NOTE: If you specify neither male nor female percentages, both default to 50. If you specify only one percentage, the other is set to the remainder. (e.g., If you specify only --male 60, the female percentage is set to 40.) If you set both percentages, they must add up to 100, or peoplegen will abort.

  • --id: Generate unique per-row ID values.

  • --ssn: Generate Social Security Number values. Note that the generated SSNs are deliberately invalid, as described at https://stackoverflow.com/a/2313726/53495.

  • --salaries: Generate salary data. Salaries are generated as a normal distribution of integers, around a mean of 72,641 (the U.S. mean salary in 2014), with a sigma (i.e., a spread, or standard deviation) of 20,000. To change these values, use --salary-mean and --salary-sigma.

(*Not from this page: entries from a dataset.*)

PR #1956, opened 2022-08-15
Standardize coingeckoPlatformID

0xDaedalus:
remove coingeckoPlatformID from `CoinGeckoAsset` and add it to `Network` instead.


mhluongo (approved):
:+1:

PR #1960, opened 2022-08-16
Ensure that thrown errors are instantiated with "new"

0xDaedalus:
Cleanup some errors that were being thrown without the `new` keyword.


mhluongo (approved):
:muscle:

Issue #1895, opened 2022-08-07
Green screen when wanting to SIWE while extension is on Polygon


Naxsun:
### Discord Discussion Link

na

### What browsers are you seeing the problem on?

Chrome

### What were you trying to do?

Trying to connect to Zilly.social

### What did not work?

Extension can connect while it was on Polygon but then attempting to SIWE gives a green screen. When switching to Ethereum it then works as in I can sign the message.

The option 'Sign in with Ethereum' remains displayed on the dapp though.

[logs_v0_14_2__2022-08-07T08_42_15+02_00.txt](https://github.com/tallycash/extension/files/9276309/logs_v0_14_2__2022-08-07T08_42_15%2B02_00.txt)

Screen recording & logs:

https://user-images.githubusercontent.com/71384922/183278686-459064e0-f8e2-4011-9635-c18c37420d7a.mov

 

### Version

Community Edition v0.14.2

beemeeupnow:
We also have a similar issue going the other direction.

For example, https://mintkudos.xyz expects Polygon. If you have Ethereum selected in the extension, you will end up with a blank green screen instead of the signature approval page.

PR #1961, opened 2022-08-16
Orthogonal Networks: Don't notify dApps when extension account changes

### LINKED ISSUE #1846: Don't change network for dApps when the network is changed for the extension
* https://matrix.to/#/!WZRftnsYNnOtzOGuZy:thesis.co/$AO0U9C2IkgGRwR4m0Q8bX4K5B_LstdurVxbJi9cSR2k?via=thesis.co&via=matrix.org 
* https://github.com/tallycash/extension/blob/c934f88f075b0ca71de889923d02db193549902f/background/services/provider-bridge/index.ts#L268 

⚠️ My original assessment was wrong! For the real reason see https://github.com/tallycash/extension/pull/1963#issuecomment-1217990405 ⚠️

mhluongo:
Switching networks in the extension shouldn't impact different dApp connections.

# To Test

- [x] Visit app.uniswap.org and connect to Tally Ho
- [x] Change Tally Ho to Polygon, and make sure Uniswap hasn't switched networks
- [x] Change Tally Ho back to Ethereum, then change Uniswap to Polygon. Ensure the extension is still set to mainnet

Closes #1846

### DIFF
--- a/background/main.ts
+++ b/background/main.ts
@@ -1165,10 +1165,6 @@ export default class Main extends BaseService<never> {
         addressNetwork
       )
       this.store.dispatch(setReferrerStats(referrerStats))
-
-      this.providerBridgeService.notifyContentScriptsAboutAddressChange(
-        addressNetwork.address
-      )
     })
 
     uiSliceEmitter.on(


greg-nagy:
@0xDaedalus @mhluongo have you tested this PR? I am running a test on main after this is merged, and the network is still changing for me. 

The other thing is that this codepath is used only for notifying the dapps about the account change. See the parameters. The network part has been reworked [to use the network that's set for the dApp](https://github.com/tallycash/extension/blob/fdc7daafe442bbd0ee5e4ac00ccaf203c5363a81/background/services/provider-bridge/index.ts#L273)

I know I have suggested this as the source of the problem in the element thread, but I was mistaken.

mhluongo:
Hmmm, I did spend a fair amount of time testing on Uniswap. This patch + refreshing the extension and hard-refreshing the app.uniswap.org got the behavior I believe we want.

Can you give steps to reproduce the issue you're seeing @greg-nagy?

mhluongo:
The underlying belief for me here is that we don't *want* the dApp network **or** account to change when the extension network or account changes. The idea being that dApps have a "switch network" button, and to change account you can disconnect and then reconnect with a new account.

0xDaedalus:
Excellent find - I think in some ways this is a product question here of "should we support dapps without a switch network button".  They seem to be in the minority as crypto moves more and more towards a multi-network paradigm but it sure would be unfortunate if there was a viral dapp or airdrop that we were unable to support because of this issue.

Shadowfiend:
I think the actual product question is “should we tie our extension's primary network to the dApp's network bidirectionally to deal with dApps without a switch network button”. We can support dApps that don't have a switch network button in a way other than updating the main network the extension displays, for example with a network switcher in the lightning menu. Not saying that's the right thing, just saying there are ways to solve the dApp-without-a-network-switcher problem without ALSO tying the dApp's network to the extension UI's network.

Presumably if the dApp's network is fully attached to the extension UI's network, the extension should also display the network for the dApp in the current foreground tab and window, which might change from tab to tab or window to window. There should never be a scenario where the extension UI's network doesn't match the dApp's expected network (the source of #1895, presumably?).

greg-nagy:
I went ahead and implemented a fix for the original problem. @Shadowfiend 's thoughts are correct and deep, but I think we can also get an answer to this question by trying out this fix and see if we have bug reports. 

The reason I did this is that I felt that dapps without network swithcer are rare, but we will see.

  • --salary-mean <value>: You can use this option to change the mean salary for the salary distribution. Note: Changing this value can result in negative salaries, so check your final data.

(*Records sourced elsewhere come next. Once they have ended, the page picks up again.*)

PR #1963, opened 2022-08-16
Revert "Orthogonal Networks: Don't notify dApps when extension account changes"

greg-nagy:
Reverts tallycash/extension#1961

https://github.com/tallycash/extension/pull/1961#issuecomment-1216858204

> So the situation after this PR: network is still changing for the dapps if the extension changes network but we have lost the change account functionality.

### DIFF
--- a/background/main.ts
+++ b/background/main.ts
@@ -1165,6 +1165,10 @@ export default class Main extends BaseService<never> {
         addressNetwork
       )
       this.store.dispatch(setReferrerStats(referrerStats))
+
+      this.providerBridgeService.notifyContentScriptsAboutAddressChange(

  • --salary-sigma <value>: You can use this option to change the salary generation sigma—the spread, if you prefer. A smaller number means more salaries will cluster around the mean. A larger number means the distribution will be more "spread out". The distribution will still be a normal one (a bell curve), but the mean and the sigma control the shape of the curve.

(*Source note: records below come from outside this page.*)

PR #1965, opened 2022-08-16
Remove some redundant optimism block estimate calculations

0xDaedalus:
Calculate the optimism block estimate once and reuse it rather than calculating three times.


jagodarybacka (approved):
✅

greg-nagy (commented):
Optimising a hack ... this is how products evolve sustainably :)

PR #1969, opened 2022-08-17
▦ Orthogonal Networks Season 2: Don't change network for the dapps when the network for the extension changes

### LINKED ISSUE #1846: Don't change network for dApps when the network is changed for the extension

greg-nagy:
save network for dapps on first encounter

Switching networks in the extension
shouldn't impact different dApp connections.

Without this the network is changed for dapps
with the network selection in the extension
until dapp's networkswitcher is used for the
first time.

## Test

- [x] Visit app.uniswap.org and connect to Tally Ho
- [x] Change Tally Ho to Polygon, and make sure Uniswap hasn't switched networks
- [x] Change Tally Ho back to Ethereum, then change Uniswap to Polygon. Ensure the extension is still set to mainnet
- [x] Change network in uniswap. Ensure the network in the extension is unaffected.
- [x] Change accounts in the extension. Ensure that the account is changed for uniswap.

Closes #1846

This PR builds on the findings of #1961 and #1963


greg-nagy:
cc @mr-michael 

These thoughts and concerns are also valid here: https://github.com/tallycash/extension/pull/1961#issuecomment-1216982723

TL;DR: This change will remove the extension dapp network <> dapp network connection. This is a good thing for those dapps with their own network selector. For those that don't have that, it will remove the possibility of changing the network.

Is this something that we are ok with?

mhluongo:
Yay!!!

mhluongo:
orthogonal-networks-test

mhluongo (approved):
Simple, and works like a charm. Approving but leaving unmerged to make sure the team is aligned

Shadowfiend:
(Despite my comment trying to lay out the options linked above, I'm 100% in favor of this approach.)

0xDaedalus:
I think this is happening because we persist the dapp connections in indexdb and don't flush them if an account is removed -  probably something we should do tbh.

0xDaedalus:
FYI I think merging this would prevent users from changing networks on sushiswap.

greg-nagy:
> I have this behavior, if you connect and disconnect and then try to connect again but you start on a different network - uniswap is changing it's network, it is happening even after wallet reinstall so maybe it is on Uniswap side?

It's because we store the currently active network in extension as a default for the dapp almost immediately on dapp load. After this, the only way to change the network for the dapp is through its own network switcher. But the network switcher won't have any effect until permission is granted for the dapp.  

Fresh install > Import wallet 
  - set wallet to polygon > load app.uniswap > grant permission > uniswap will be on polygon
  - wallet is on ethereum > load app.uniswap > change network on uniswap to polygon > change network in wallet to polygon > connect wallet/grant permission > uniswap is on ethereum

To fix this we either need to allow `wallet_switchEthereumChain` without permission or delay the settings of the network for a dapp to a later point in the flow. Maybe after permission is granted. Until then the dapp uses the active network in the wallet. 

OR 

We need to revert this change and only notify content script on address change (and not on network change)

jagodarybacka:
> would prevent users from changing networks on sushiswap

@0xDaedalus but even on current main sushiswap is only working on Ethereum

greg-nagy:
this PR should have been closed long ago ... because it stores info from every visited website in indexeddb

also #2314 implemented the proper fix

  • --year-min <value>: Specify the starting year for birth dates. Defaults to 65 years ago from this year.

  • --year-max <value>: Specify the ending year for birth dates. Defaults to 18 years ago from this year. This year cannot precede the year-min value.

  • --delim <c>: (CSV only) The delimiter to use between columns. The default is a comma (","). Any single character is fine. For tab, use the 2-character sequence "\t".

  • --header: (CSV only) Generate a header for CSV output. Default: no header

  • -F <format> or --format <format>: The file format to generate. Allowable values: "csv" or "json"

  • --camel: Use camel case for CSV column names or JSON field names. For example: firstName, lastName

  • --english: Use English (space-separated) names for column names. For example: first name, last name

  • --snake: Use "snake case" (underscores) names for column names. For example: first_name, last_name

  • -j <format> or --json-format <format>: (JSON only) Specify how the JSON should be generated. Legal values:

    • "rows" (default): generate individual rows of 1-line JSON people records. This format is useful with Apache Spark.
    • "array": generate a JSON array with the JSON people records, all on one line
    • "pretty": generate pretty-printed JSON.
  • -v or --verbose: Emit (some) verbose processing messages.